This is a easy to use library for walking through json data.
Project description
JsonWalker
Allows simple, quick, and easy use of nested Json
JsonWalker's goal is to allow the user to specify a path through nested json, and get the items at each match in the json. Currently, it only outputs generators.
Installation
JsonWalker is a pip installable package. It is a public package, and will thus not need any special permissions to install.
Command Line Installation
To install from the command line, pip install git+https://github.com/byuawsfhtl/JsonWalker.git.
Use in other pip packages
As this is a public package, it can be added to the required packages of any pip installable packages and will be installed automatically when those are installed in other projects.
Usage
To use this in a project, install using one of the installation methods shown above.
Import the walk command into your file: from JsonWalker.walk import walk
As the walk command makes a generator, it can be used in multiple ways.
Use in a for loop
for context1, context2, item1, item2 in walk(json, path):
...
Use outside of a for loop
context1, context2, item1, item2 = next(walk(json, path))
The next function is a python function that gets the "next" value in the generator, and can be called multiple times in a row if desired.
Paths
JsonWalker has its own syntax for the path provided for walking through nested json.
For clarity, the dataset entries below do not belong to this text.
PR #1343, opened 2017-08-24
omnidir: fix wrong memory access in estimateUncertainties

### LINKED ISSUE #1340: Possible bug in cv::omnidir::internal::estimateUncertainties
##### Detailed description
When some camera parameters are fixed (ex: omnidir::CALIB_FIX_CENTER) , in _cv :: omnidir :: calibrate_, the system crashes.

##### Steps to fix the problem
Comment in _cv :: omnidir :: internal :: estimateUncertainties_, the following line:
```
errors = 3 * s * _JTJ_inv.diag();
//checkFixed(errors, flags, n); <-----
rms = 0;
```

This line (checkFixed) is useless because it does not intervene in calculations and variable return.

The explanation of the crash is the matrix **errors** is not always of dimensions (6 * n + 10) x (6 * n + 10), because it comes from the Jacobian matrix **_JTJ_inv** which is a submatrix of the main jacobian matrix. 
This is due to the following matrix reduction operation in _cv::omnidir::internal::computeJacobian_ :
```
    std::vector<int> _idx(6*n+10, 1);
    flags2idx(flags, _idx, n);

    subMatrix(JTJ, JTJ, _idx, _idx);
    subMatrix(JTE, JTE, std::vector<int>(1, 1), _idx);
```

- OpenCV => 3.2.0
- Operating System / Platform =>Ubuntu 16.04.2 LTS
- Compiler => gcc 5.4.0 64bit

sovrasov:
resolves #1340

### DIFF
--- a/modules/ccalib/src/omnidir.cpp
+++ b/modules/ccalib/src/omnidir.cpp
@@ -1785,8 +1785,6 @@ void cv::omnidir::internal::estimateUncertainties(InputArrayOfArrays objectPoint
 
     errors = 3 * s * _JTJ_inv.diag();
 
-    checkFixed(errors, flags, n);
-
     rms = 0;
     const Vec2d* ptr_ex = reprojError.ptr<Vec2d>();
     for (int i = 0; i < (int)reprojError.total(); i++)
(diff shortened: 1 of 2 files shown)


modules/ccalib/src/omnidir.cpp
```diff
@@ -1995,52 +1993,6 @@ double cv::omnidir::internal::computeMeanReproErrStereo(InputArrayOfArrays objec
     return reProErr;
 }
 
-void cv::omnidir::internal::checkFixed(Mat& G, int flags, int n)
```
alalek: It should be dropped from `.hpp` file too.

sovrasov: @alalek fixed

alalek:
:+1:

Below are the symbols used and some example usages
| Symbol | Meaning |
|---|---|
| | | A path divider, used to organize path sections |
| [ | The beginning of an index specification |
| ] | The end of an index specification |
| : | Index range indicator |
| ( | The beginning of a default specification |
| ) | The end of a default specification |
| ; | Used to separate a default value and its type |
| , | The delimiter for the multi item return syntax |
| > | A continuing symbol for the multi item return syntax that works much like | |
| ^ | Raises the current item as a context of the path |
| * | The wildcard symbol for the index and dict iteration specifications |
| { | The beginning of a dict iteration specifictation |
| } | The end of a dict iteration specifictation |
Examples
Simple
{
"key1": [
{
"key2": 100
},
{}
]
}
The following path can be used to iterate through the json, getting the 'key2' value out and raising the current key1 item as a context
'key1[*]^ | key2(-1;int)'
It would be called as such
for key1Val, key2 in walk(json, 'key1[*]^ | key2(-1;int)'):
print(key2)
and would output
100
-1
with key1Val being the current item inside of the key1 list
Path Breakdown
First Part
'key1[*]^'
The key 'key1' is accessed, returning the inner list.
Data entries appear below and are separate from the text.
PR #1347, opened 2017-08-28
Update webcam_demo.cpp

sturkmen72:
### This pullrequest changes
1. the program was working only with webcam. alternatively using a video file or using a  single image file as an option is available now.

2. Visual improvements

### DIFF
--- a/modules/text/samples/webcam_demo.cpp
+++ b/modules/text/samples/webcam_demo.cpp
@@ -1,20 +1,18 @@
 /*
  * webcam-demo.cpp
  *
- * A demo program of End-to-end Scene Text Detection and Recognition.
+ * A demo program of End-to-end Scene Text Detection and Recognition using webcam or video.
  *
  * Created on: Jul 31, 2014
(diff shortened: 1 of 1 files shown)


modules/text/samples/webcam_demo.cpp
```diff
@@ -140,120 +183,79 @@ int main(int argc, char* argv[])
...
 
         if (downsize)
             resize(frame,frame,Size(320,240));
 
         /*Text Detection*/
-
-        cvtColor(frame,grey,COLOR_RGB2GRAY);
-        grey.copyTo(orig_grey);
+        cvtColor(frame,gray,COLOR_BGR2GRAY);
+        gray.copyTo(orig_gray);
```
terfendail: It looks like `orig_gray` isn't used anywhere else.

sturkmen72: @terfendail  thanks for review. `orig_gray `removed.

terfendail:
👍

PR #1536, opened 2018-01-26
Allow setting the features on the RandomPatternCornerFinder

caseymcc:
### This pullrequest changes

This allows the RandomPatterCornerFinder's features to be set rather than computed. This is useful when the pattern has already been located in some previous process and just re-used later.
Also includes minor change to the getObjectPoints and getImagePoints, changes return type to const &, since a vector is in use,  this keeps it from copying if not needed (cv::Mat likely would shallow copy).


modules/ccalib/src/randpattern.cpp
```diff
@@ -249,6 +249,16 @@ void RandomPatternCornerFinder::loadPattern(cv::Mat patternImage)
...
 }
 
+void RandomPatternCornerFinder::loadPattern(cv::Mat patternImage, std::vector<cv::KeyPoint> patternKeyPoints, Mat patternDescriptors)
+{
+	_patternImage=patternImage.clone();
+	if(_patternImage.type()!=CV_8U)
+		_patternImage.convertTo(_patternImage, CV_8U);
+	_patternImageSize=patternImage.size();
+    _keypointsPattern=patternKeyPoints;
+    _descriptorPattern=patternDescriptors.clone();
```
terfendail: I think it make sense to check provided descriptors matrix size to ensure it is compatible with internal descriptor extractor.

caseymcc: along the lines of something like this?

    CV_Assert(patternKeyPoints.size()==patternDescriptors.rows);
    CV_Assert(patternDescriptors.cols==_descriptor->descriptorSize());
    CV_Assert(patternDescriptors.type()==_descriptor->descriptorType());

or actual return code?

terfendail: I think it is enough to add assertions. But type of descriptor matrix should either be checked against CV_32F or converted.

caseymcc: Yeah, I noticed the CV_32F conversion when I went back to fix the assertions. I am curious why the descriptors are converted to CV_32F. need to check the matchers and see if it is actually a requirement on their part. But this should work for this item.

terfendail:
👍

Then, the index specifier tells JsonWalker to iterate over all values in the list.
Finally, the current value in the iteration of the list is raised as a context.
Second Part
'key2(-1;int)'
The key 'key2' is accessed, returning the value at that spot in the current dictionary.
If 'key2' is not a key in the dictionary, then the default specification '(-1;int)' is used. In this case, it returns -1 when 'key2' does not exist.
Multi Item Return
{
"key1": {
"key2": {
"item1": "hello",
"item2": "world"
}
}
}
The following path would iterate through the json, returning item1 and item2 as values, with the outer key1 dictionary as the context
'key1^ | key2 | item1, item2'
It would be called as such
for context, item1, item2 in walk(json, 'key1^ | key2 | item1, item2'):
print(item1 + " " + item2)
and would output
hello world
Range specification
{
"key1": [
{
"item": "do not want"
},
{
"item": "hello"
},
{
"item": "world"
}
]
}
The following path would iterate through the json, only looking in the given range of the key1 list, outputing the 'item' key values
'key1[1:*] | item'
It would be called as such
for item in walk(json, 'key1[1:*] | item'):
print(item)
and would output
hello
world
Multi Value Continue
{
"key1": {
"key2": {
"item1": "hello"
},
"key3": {
"item2": "world"
},
"key4": {
"item4": "not accessing"
}
}
}
The following path would iterate through the json, returing the three different items that have diverging paths
'key1 | key2 > item1(''), key3 > item2(''), key4 > item3('')'
It would be called as such
for item1, item2, item3 in walk(json, 'key1 | key2 > item1(''), key3 > item2(''), key4 > item3('')'):
print(item1)
print(item2)
print(item3)
and would output
hello
world
Path Explanation
First Part
'key1'
The given json is accessed at the key1 key.
Second Part
'key2 > item1('';str), key3 > item2('';str), key4 > item3('';str)'
This part of the path specifies three different return items, as shown by the 2 commas separating the three sections.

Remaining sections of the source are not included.